YOUR ASSIGNMENT
Search the data for "sequence". Return each matching line.

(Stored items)
****

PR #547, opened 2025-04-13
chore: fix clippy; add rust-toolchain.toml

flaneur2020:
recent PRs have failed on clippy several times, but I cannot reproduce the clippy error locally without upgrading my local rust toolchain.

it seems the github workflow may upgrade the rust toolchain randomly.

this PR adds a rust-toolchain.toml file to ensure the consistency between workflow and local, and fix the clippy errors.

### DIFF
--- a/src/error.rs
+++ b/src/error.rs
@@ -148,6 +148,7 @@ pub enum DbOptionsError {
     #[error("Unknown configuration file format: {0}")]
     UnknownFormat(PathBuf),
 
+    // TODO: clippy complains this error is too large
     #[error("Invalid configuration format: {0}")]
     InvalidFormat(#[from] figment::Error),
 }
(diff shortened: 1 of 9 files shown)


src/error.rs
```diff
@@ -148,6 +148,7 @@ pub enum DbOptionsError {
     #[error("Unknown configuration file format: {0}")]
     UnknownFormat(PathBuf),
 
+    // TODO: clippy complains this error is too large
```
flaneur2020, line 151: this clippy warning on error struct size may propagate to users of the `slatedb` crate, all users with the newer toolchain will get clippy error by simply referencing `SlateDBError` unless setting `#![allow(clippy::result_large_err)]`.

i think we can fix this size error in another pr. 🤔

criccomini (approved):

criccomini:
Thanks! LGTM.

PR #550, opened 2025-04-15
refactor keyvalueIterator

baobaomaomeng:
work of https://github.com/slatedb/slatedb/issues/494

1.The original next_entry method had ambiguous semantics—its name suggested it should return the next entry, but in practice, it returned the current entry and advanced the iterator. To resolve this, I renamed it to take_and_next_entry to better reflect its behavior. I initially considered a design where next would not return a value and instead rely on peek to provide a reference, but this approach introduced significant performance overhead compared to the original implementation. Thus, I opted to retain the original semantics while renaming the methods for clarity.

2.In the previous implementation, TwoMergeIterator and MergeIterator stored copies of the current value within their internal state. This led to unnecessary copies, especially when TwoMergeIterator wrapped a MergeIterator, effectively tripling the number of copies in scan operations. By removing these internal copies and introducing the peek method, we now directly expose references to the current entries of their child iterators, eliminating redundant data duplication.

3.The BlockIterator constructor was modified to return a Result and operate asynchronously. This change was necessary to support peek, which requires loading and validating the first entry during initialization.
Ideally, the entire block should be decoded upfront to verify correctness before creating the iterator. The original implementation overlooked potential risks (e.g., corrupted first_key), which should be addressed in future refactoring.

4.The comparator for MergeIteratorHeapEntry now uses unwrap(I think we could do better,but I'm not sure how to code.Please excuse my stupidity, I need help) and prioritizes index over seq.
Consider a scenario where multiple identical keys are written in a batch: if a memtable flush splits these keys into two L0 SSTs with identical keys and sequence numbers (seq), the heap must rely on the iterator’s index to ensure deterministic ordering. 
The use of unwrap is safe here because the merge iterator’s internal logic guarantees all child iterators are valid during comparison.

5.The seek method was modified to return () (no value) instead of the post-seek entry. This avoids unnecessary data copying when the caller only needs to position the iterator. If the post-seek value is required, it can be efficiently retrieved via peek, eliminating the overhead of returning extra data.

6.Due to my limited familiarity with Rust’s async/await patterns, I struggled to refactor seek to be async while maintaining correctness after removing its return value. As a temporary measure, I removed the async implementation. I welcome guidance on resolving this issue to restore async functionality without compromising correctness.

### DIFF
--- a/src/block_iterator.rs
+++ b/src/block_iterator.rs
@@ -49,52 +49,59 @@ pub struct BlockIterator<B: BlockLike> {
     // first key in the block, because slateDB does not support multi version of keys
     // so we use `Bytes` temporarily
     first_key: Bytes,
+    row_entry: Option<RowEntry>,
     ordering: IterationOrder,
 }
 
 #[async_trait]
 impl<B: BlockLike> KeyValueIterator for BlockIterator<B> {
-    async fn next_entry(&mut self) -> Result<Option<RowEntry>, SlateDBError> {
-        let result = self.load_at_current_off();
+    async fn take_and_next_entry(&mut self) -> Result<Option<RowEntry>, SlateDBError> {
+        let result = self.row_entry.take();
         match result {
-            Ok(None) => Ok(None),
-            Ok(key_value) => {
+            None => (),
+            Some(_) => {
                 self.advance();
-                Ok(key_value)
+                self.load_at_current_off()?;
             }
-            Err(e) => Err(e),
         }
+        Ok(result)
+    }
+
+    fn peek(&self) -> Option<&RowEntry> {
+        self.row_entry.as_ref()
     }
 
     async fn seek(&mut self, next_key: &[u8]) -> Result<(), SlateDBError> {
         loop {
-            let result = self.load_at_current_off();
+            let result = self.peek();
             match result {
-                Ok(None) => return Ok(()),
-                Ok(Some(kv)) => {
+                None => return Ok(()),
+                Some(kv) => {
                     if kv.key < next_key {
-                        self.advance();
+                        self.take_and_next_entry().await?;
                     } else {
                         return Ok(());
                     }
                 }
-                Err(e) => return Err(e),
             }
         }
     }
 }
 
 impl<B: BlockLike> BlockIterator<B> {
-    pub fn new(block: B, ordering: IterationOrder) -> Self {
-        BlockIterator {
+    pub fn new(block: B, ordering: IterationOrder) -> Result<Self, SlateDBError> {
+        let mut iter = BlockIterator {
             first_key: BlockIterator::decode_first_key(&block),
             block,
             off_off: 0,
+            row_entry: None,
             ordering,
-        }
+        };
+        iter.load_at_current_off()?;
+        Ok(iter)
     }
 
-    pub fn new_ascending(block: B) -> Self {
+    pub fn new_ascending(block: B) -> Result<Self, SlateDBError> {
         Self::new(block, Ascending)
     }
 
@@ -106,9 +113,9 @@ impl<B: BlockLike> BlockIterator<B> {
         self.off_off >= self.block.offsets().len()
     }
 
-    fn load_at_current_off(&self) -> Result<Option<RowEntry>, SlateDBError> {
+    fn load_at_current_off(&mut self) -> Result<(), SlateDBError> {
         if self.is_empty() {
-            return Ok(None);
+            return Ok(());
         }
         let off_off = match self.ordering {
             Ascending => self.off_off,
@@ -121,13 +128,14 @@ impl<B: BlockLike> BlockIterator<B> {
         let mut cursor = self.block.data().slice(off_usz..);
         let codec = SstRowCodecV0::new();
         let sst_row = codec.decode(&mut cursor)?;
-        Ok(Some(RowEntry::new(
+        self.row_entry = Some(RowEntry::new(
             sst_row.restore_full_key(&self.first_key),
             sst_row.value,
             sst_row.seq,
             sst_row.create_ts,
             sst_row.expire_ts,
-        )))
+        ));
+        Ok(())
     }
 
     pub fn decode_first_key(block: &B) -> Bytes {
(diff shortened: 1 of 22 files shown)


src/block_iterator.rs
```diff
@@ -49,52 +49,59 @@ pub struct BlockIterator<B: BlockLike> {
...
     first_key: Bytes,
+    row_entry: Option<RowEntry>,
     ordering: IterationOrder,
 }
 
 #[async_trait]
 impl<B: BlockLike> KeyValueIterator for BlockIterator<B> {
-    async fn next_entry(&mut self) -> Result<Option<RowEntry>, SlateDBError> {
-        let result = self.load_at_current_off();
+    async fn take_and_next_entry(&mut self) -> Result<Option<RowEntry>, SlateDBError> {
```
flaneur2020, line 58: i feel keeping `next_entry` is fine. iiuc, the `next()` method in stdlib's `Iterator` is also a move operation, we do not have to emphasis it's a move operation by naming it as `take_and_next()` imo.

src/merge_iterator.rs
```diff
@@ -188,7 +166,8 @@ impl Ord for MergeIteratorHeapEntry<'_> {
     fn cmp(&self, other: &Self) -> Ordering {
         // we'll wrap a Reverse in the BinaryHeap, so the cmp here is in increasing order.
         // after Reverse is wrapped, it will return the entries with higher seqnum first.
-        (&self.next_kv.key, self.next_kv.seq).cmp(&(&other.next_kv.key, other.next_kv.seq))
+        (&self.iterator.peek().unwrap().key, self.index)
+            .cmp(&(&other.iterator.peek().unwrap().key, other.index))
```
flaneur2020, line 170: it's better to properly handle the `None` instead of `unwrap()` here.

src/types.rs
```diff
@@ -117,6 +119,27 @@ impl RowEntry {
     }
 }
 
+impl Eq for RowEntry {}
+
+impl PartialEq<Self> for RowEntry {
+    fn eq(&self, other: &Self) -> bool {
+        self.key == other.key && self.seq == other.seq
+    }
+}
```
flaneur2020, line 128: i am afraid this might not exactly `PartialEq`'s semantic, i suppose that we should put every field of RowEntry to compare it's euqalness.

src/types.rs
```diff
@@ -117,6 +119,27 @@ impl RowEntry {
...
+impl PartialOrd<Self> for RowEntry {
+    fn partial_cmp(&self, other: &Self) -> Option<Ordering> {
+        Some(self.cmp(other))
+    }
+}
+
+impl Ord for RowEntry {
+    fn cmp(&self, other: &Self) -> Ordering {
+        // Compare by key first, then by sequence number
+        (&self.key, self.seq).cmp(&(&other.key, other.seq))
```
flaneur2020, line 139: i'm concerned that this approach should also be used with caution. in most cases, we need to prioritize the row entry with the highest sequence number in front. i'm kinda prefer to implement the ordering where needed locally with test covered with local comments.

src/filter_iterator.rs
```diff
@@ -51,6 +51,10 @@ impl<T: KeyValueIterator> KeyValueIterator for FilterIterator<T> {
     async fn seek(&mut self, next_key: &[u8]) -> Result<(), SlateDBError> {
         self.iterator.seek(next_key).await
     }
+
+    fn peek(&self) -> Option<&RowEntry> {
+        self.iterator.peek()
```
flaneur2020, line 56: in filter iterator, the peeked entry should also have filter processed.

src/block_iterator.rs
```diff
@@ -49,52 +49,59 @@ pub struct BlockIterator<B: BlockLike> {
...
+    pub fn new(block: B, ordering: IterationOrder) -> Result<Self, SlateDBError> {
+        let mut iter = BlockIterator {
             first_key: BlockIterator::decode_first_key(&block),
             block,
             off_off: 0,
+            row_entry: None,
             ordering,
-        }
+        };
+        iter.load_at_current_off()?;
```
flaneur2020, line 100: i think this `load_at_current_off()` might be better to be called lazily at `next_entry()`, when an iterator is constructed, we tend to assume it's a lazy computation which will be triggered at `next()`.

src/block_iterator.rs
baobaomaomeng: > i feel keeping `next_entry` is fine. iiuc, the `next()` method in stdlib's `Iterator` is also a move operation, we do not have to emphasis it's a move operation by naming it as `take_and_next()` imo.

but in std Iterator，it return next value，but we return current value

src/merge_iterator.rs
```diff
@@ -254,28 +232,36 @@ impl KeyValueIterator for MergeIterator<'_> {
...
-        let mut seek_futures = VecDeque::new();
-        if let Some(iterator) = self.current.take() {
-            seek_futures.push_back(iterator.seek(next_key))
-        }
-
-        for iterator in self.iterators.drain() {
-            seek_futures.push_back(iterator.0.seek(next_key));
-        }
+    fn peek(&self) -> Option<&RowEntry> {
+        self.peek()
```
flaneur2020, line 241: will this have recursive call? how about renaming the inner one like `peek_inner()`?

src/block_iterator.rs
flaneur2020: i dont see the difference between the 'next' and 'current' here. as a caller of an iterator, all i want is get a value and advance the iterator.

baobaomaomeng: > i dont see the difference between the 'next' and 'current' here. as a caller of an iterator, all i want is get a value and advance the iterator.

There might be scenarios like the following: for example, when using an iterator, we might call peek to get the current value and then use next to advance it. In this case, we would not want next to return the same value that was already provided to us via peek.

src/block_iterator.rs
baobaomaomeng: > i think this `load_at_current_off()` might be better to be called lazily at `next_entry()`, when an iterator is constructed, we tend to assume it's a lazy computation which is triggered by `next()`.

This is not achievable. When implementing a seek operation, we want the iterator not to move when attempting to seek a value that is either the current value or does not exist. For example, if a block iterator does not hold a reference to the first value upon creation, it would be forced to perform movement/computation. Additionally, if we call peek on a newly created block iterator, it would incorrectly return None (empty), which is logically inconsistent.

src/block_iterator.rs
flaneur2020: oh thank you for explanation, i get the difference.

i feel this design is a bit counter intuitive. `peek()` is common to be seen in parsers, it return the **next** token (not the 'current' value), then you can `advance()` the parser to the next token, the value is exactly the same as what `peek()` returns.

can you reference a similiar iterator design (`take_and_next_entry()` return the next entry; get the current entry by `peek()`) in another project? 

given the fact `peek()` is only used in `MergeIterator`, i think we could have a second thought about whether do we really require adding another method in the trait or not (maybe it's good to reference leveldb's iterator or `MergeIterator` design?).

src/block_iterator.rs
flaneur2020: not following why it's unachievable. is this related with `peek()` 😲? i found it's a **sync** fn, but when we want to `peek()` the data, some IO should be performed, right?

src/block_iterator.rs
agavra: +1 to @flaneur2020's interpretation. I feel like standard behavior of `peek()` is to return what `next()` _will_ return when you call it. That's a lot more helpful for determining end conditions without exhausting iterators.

****

RESULT FOR THIS EXERCISE
Consider a scenario where multiple identical keys are written in a batch: if a memtable flush splits these keys into two L0 SSTs with identical keys and sequence numbers (seq), the heap must rely on the iterator’s index to ensure deterministic ordering. 
+        // Compare by key first, then by sequence number
flaneur2020, line 139: i'm concerned that this approach should also be used with caution. in most cases, we need to prioritize the row entry with the highest sequence number in front. i'm kinda prefer to implement the ordering where needed locally with test covered with local comments.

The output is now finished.